-- Assignment --
Give back exactly the lines that run from the beginning of the entries to the line containing "- [ ] After", both included, and nothing else.

Collected data entries:

%%

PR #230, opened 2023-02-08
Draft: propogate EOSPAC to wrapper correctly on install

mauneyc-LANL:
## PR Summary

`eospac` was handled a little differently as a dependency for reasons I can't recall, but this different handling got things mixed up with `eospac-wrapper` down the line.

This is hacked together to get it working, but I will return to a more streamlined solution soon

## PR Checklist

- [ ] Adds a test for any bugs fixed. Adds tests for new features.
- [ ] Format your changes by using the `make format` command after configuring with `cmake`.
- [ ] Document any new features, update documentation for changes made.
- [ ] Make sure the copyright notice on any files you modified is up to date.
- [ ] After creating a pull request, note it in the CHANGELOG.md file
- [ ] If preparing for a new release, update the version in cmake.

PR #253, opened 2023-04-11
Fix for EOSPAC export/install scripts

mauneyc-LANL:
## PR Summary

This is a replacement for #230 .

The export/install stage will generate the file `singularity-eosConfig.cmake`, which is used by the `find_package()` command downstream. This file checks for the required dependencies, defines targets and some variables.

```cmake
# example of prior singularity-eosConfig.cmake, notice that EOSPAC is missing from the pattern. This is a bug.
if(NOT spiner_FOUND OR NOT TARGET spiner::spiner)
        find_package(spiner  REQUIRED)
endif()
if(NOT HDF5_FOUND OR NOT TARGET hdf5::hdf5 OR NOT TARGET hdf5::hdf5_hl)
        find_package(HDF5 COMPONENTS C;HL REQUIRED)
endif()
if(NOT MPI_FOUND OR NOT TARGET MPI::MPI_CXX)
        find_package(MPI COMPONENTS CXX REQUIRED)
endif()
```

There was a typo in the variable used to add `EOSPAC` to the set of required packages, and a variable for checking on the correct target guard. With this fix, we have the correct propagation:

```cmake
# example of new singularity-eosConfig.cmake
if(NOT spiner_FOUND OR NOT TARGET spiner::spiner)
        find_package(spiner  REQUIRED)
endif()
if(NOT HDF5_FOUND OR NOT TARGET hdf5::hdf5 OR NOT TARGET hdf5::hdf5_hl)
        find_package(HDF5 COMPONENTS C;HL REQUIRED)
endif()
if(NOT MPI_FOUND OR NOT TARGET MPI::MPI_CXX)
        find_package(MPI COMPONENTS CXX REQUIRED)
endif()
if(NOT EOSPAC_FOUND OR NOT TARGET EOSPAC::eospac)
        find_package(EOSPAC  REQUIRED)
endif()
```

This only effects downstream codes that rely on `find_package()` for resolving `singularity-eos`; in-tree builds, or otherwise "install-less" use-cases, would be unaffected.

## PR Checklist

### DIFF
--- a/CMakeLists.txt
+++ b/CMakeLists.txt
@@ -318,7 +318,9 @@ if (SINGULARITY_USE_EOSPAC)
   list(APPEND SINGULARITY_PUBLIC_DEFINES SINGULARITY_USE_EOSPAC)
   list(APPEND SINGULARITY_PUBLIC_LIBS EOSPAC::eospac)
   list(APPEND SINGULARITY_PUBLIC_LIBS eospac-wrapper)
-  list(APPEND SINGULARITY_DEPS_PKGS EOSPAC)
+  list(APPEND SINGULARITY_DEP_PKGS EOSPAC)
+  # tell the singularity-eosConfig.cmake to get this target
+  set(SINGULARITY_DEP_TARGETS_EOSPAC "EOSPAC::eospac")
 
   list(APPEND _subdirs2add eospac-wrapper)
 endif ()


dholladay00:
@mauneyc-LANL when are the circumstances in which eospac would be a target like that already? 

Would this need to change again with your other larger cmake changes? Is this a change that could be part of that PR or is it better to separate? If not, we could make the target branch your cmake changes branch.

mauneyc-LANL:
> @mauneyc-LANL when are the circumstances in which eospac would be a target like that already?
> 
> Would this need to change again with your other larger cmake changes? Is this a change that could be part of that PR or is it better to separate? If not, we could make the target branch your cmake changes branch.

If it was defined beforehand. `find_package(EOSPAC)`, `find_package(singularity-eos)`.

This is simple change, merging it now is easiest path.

%%

-- Result below --
PR #230, opened 2023-02-08
Draft: propogate EOSPAC to wrapper correctly on install

mauneyc-LANL:
## PR Summary

`eospac` was handled a little differently as a dependency for reasons I can't recall, but this different handling got things mixed up with `eospac-wrapper` down the line.

This is hacked together to get it working, but I will return to a more streamlined solution soon

## PR Checklist

- [ ] Adds a test for any bugs fixed. Adds tests for new features.
- [ ] Format your changes by using the `make format` command after configuring with `cmake`.
- [ ] Document any new features, update documentation for changes made.
- [ ] Make sure the copyright notice on any files you modified is up to date.
- [ ] After creating a pull request, note it in the CHANGELOG.md file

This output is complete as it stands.